Currently, fib_info_hash_bucket does not account for MPLS labels
(lwtunnel state) when calculating the hash for fib_info objects. This leads
to massive hash collisions when many routes are configured with the same
gateway but different MPLS labels.

To resolve this, introduce lwtunnel_get_encap_hash() helper which calls a
new .get_encap_hash callback in lwtunnel_encap_ops. Implement this callback
for mpls_iptunnel to provide a hash of the MPLS label set.

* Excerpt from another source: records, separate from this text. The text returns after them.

Issue #890, opened 2020-12-15
Enable caching for integration tests


jonastheis:
If we enable [caching](https://docs.github.com/en/free-pro-team@latest/actions/guides/caching-dependencies-to-speed-up-workflows) via any of [these options](https://dev.to/dtinth/caching-docker-builds-in-github-actions-which-approach-is-the-fastest-a-research-18ei) we should be able to speed up at least the pulling of dependencies and building by a large margin. 

This already takes a little bit longer than 3min.

![image](https://user-images.githubusercontent.com/4181434/102218229-92fde100-3ed5-11eb-888a-3adf7ab18c69.png)

georgysavva:
It seems that the article that you mentioned is a bit old. 
Here are the official docket GH actions to achieve image layers caching via Github caching:
https://github.com/docker/build-push-action/blob/master/docs/advanced/cache.md
And complete third-party article as a bonus: 
https://evilmartians.com/chronicles/build-images-on-github-actions-with-docker-layer-caching
I will try to pull this off.

georgysavva:
@capossele Why did we close this issue?

capossele:
My bad, I thought we were done with this. I'll reopen it

georgysavva:
After running several benchmarks it turned out that docker layer caching doesn't give any performance benefit due to the fact that we can not cache the Go build. So we should get back this when they fix that in moby/buildkit#1512 
@jonastheis

PR #1074, opened 2021-03-16
Make docker build faster

georgysavva:
Docker build now mounts a volume for Go build-cache during the image build. Another small optimization is: mount the codebase instead of COPYing it.
As a result, the docker re-build time is 4.5s instead of the 50s before on my laptop

### DIFF
--- a/Dockerfile
+++ b/Dockerfile
@@ -1,5 +1,4 @@
-# syntax = docker/dockerfile@sha256:6ce32b7af840de740a21ba297f7d1c31e0f1eb0d6b03c0efc03ae0cca9c8fd2a
-# Use Docker fronted docker/dockerfile:1.2.1 to enable BuildKit features.
+# syntax = docker/dockerfile:1.2.1
 
 ############################
 # Build
--- a/Dockerfile
+++ b/Dockerfile
@@ -20,13 +20,12 @@ ENV GO111MODULE=on
 RUN go mod download
 RUN go mod verify
 
-COPY . .
-
 # 1. Mount everything from the current directory to the PWD(Present Working Directory) inside the container
 # 2. Mount the build cache volume
 # 3. Build the binary
 # 4. Verify that goshimmer binary is statically linked
-RUN --mount=type=cache,target=/root/.cache/go-build \
+RUN --mount=target=. \
+    --mount=type=cache,target=/root/.cache/go-build \
     CGO_ENABLED=0 GOOS=linux GOARCH=amd64 go build \
     -ldflags='-w -s -extldflags "-static"' \
     -o /go/bin/goshimmer; \
--- a/Dockerfile
+++ b/Dockerfile
@@ -1,4 +1,6 @@
-# syntax = docker/dockerfile:1.2
+# syntax = docker/dockerfile@sha256:6ce32b7af840de740a21ba297f7d1c31e0f1eb0d6b03c0efc03ae0cca9c8fd2a
+# Use Docker fronted docker/dockerfile:1.2.1 to enable BuildKit features.
+
 ############################
 # Build
 ############################
--- a/Dockerfile
+++ b/Dockerfile
@@ -19,13 +19,19 @@ ENV GO111MODULE=on
 RUN go mod download
 RUN go mod verify
 
-# Copy everything from the current directory to the PWD(Present Working Directory) inside the container
-COPY . .
+# 1. Mount everything from the current directory to the PWD(Present Working Directory) inside the container
+# 2. Mount the build cache volume
+# 3. Build the binary
+# 4. Verify that goshimmer binary is statically linked
+RUN --mount=target=. \
 
-# Build the binary
-RUN CGO_ENABLED=0 GOOS=linux GOARCH=amd64 go build \
-      -ldflags='-w -s -extldflags "-static"' -a \
-       -o /go/bin/goshimmer
+    --mount=type=cache,target=/root/.cache/go-build \
+
+    CGO_ENABLED=0 GOOS=linux GOARCH=amd64 go build \
+    -ldflags='-w -s -extldflags "-static"' \
+    -o /go/bin/goshimmer; \
+
+    ./check_static.sh
 
 ############################
 # Image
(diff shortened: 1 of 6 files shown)


georgysavva:
I still need to figure out why it doesn't work in the Github Actions.

Dockerfile
```diff
@@ -19,13 +20,16 @@ ENV GO111MODULE=on
...
-      -ldflags='-w -s -extldflags "-static"' -a \
-       -o /go/bin/goshimmer
+# 1. Mount everything from the current directory to the PWD(Present Working Directory) inside the container
+# 2. Mount the build cache volume
+# 3. Build the binary
+# 4. Verify that goshimmer binary is statically linked
+RUN --mount=target=. \
+    --mount=type=cache,target=/root/.cache/go-build \
+    CGO_ENABLED=0 GOOS=linux GOARCH=amd64 go build \
+    -ldflags='-w -s -extldflags "-static"' \
```
jonastheis, line 30: I see you removed the `-a` (force rebuilding of packages that are already up-to-date.) flag. Was there any specific reason we had this in first place? @Wollac knows maybe?

Dockerfile
```diff
@@ -19,13 +20,16 @@ ENV GO111MODULE=on
...
-# Build the binary
-RUN CGO_ENABLED=0 GOOS=linux GOARCH=amd64 go build \
-      -ldflags='-w -s -extldflags "-static"' -a \
-       -o /go/bin/goshimmer
+# 1. Mount everything from the current directory to the PWD(Present Working Directory) inside the container
+# 2. Mount the build cache volume
+# 3. Build the binary
+# 4. Verify that goshimmer binary is statically linked
+RUN --mount=target=. \
+    --mount=type=cache,target=/root/.cache/go-build \
```
jonastheis, line 28: This should significantly speed up local builds and thus make development for integration tests much less painful. But we won't be able to leverage the cache on GH Actions since this is not persisted anywhere and we'd need to share it across builds as suggested as a "hack" [here](https://stackoverflow.com/a/60485339/3346202) See this issue https://github.com/moby/buildkit/issues/1512. 
Another option would be using one of the techniques described in #890. 

But in general I think this is already great and we should maybe first implement static peering to speed up overall execution of the integration tests before investing too much time into CI optimizations/caching

jonastheis (commented):
Maybe we should also enable BuildKit for the images we push to DockerHub on develop and for a release?

Dockerfile
georgysavva: The only reason that I see is to always rebuild everything including the `std` to be more sure that the resulting binary is statically linked. But build-cache doesn't work in that case, so I disabled it and added an additional check after the build that the resulting binary is indeed statically linked so we could see an error during the build if it's not true for some mysterious reason.

georgysavva:
> Maybe we should also enable BuildKit for the images we push to DockerHub on develop and for a release?

Yes, I was going to do that shortly, I just wanted to test it indeed fixes the github actions

Dockerfile
georgysavva: Yes, I agree with you. Reusing `RUN  --mount=type=cache` in GH actions seems to be hard right now. let's postpone it.
The docker layer caching is pretty doable: here are the official docker GH actions for that: https://github.com/docker/build-push-action/blob/master/docs/advanced/cache.md
and a third-party article https://evilmartians.com/chronicles/build-images-on-github-actions-with-docker-layer-caching

georgysavva:
> Maybe we should also enable BuildKit for the images we push to DockerHub on develop and for a release?

BTW the official docker GH actions use BuildKit by default, so we don't need to change anything for develop and release.
 https://github.com/docker/build-push-action/blob/92e71463491f2d026a477188b8ad3a0fdd9d672c/.github/workflows/main.yml#L27

Dockerfile
Wollac: How is the mounting interacting with the docker build cache?
Before with a `COPY . .` it was assured that if none of the files (outside of .dockerignore) changed, all the successive build steps were skipped.
Is the `mount .` doing the same and is it also skipping files dockerignore? I think it could make sense to still keep the `COPY` for the sources.

Dockerfile
Wollac: I usually add the `-a` just to be on the safe side. However, the Go compiler should be able to correctly detect necessary rebuilds for everything.

Dockerfile
```diff
@@ -19,13 +21,16 @@ ENV GO111MODULE=on
...
+    CGO_ENABLED=0 GOOS=linux GOARCH=amd64 go build \
+    -ldflags='-w -s -extldflags "-static"' \
+    -o /go/bin/goshimmer; \
+    ./check_static.sh
```
Wollac, line 33: Is the static check really needed? Shouldn't otherwise the build with `-static` fail anyways?

Dockerfile
georgysavva: It provides the same features as `COPY . .`: if none of the files changed: everything is cached in docker
Yes, it also respects the .dockerignore file. 
This tips if from the official Docker article for Go applications https://www.docker.com/blog/containerize-your-go-developer-environment-part-3/:

> Performing a COPY will create an extra layer in the container image which slows things down and uses extra disk space. This can be avoided by using RUN --mount and bind mounting from the build context, from a stage, or an image. Adopting this pattern, the resulting Dockerfile is as follows.
The default mount type is a read only bind mount from the context that you pass with the docker build command. This means that you can replace the COPY . . with a RUN --mount=target=. wherever you need the files from your context to run a command but do not need them to persist in the final image.

Dockerfile
georgysavva: We don't need it with 99.99% probability. But since we don't rebuild everything from scratch as with `-a`. I added that check to also be on the safe side :)

jonastheis (approved):

georgysavva:
For some reason, GH actions fail when I set docker frontend image via SHA (the preferred way) this commit: https://github.com/iotaledger/goshimmer/pull/1074/commits/36f8a67befe32325e60d41720faf3624bf8491e7
So I used tag instead, it should be fine for now. I opened an issue for that error in docker BuildKit: https://github.com/moby/buildkit/issues/2027

capossele (approved):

This ensures proper distribution in the fib_info_hash table, improving
route installation and deletion performance by avoiding massive hash
collisions. In a test case with 100,000 MPLS routes, this changes the
algorithmic complexity from O(N) lookup in a single bucket to a
well-distributed hash table lookup.

Performance test (Batch installation of 100,000 routes with MPLS labels):
CPU: Intel(R) Core(TM) i5-8400 CPU @ 2.80GHz

- Before patch: 6m 0.258s (sys 5m 56.895s)
- After patch:  0m 0.879s (sys 0m 0.468s)

Signed-off-by: Vitaliy Guschin <redacted>
---

Changes in v2:
  - Removed unnecessary nla_total_size() call in lwtunnel_get_encap_hash logic.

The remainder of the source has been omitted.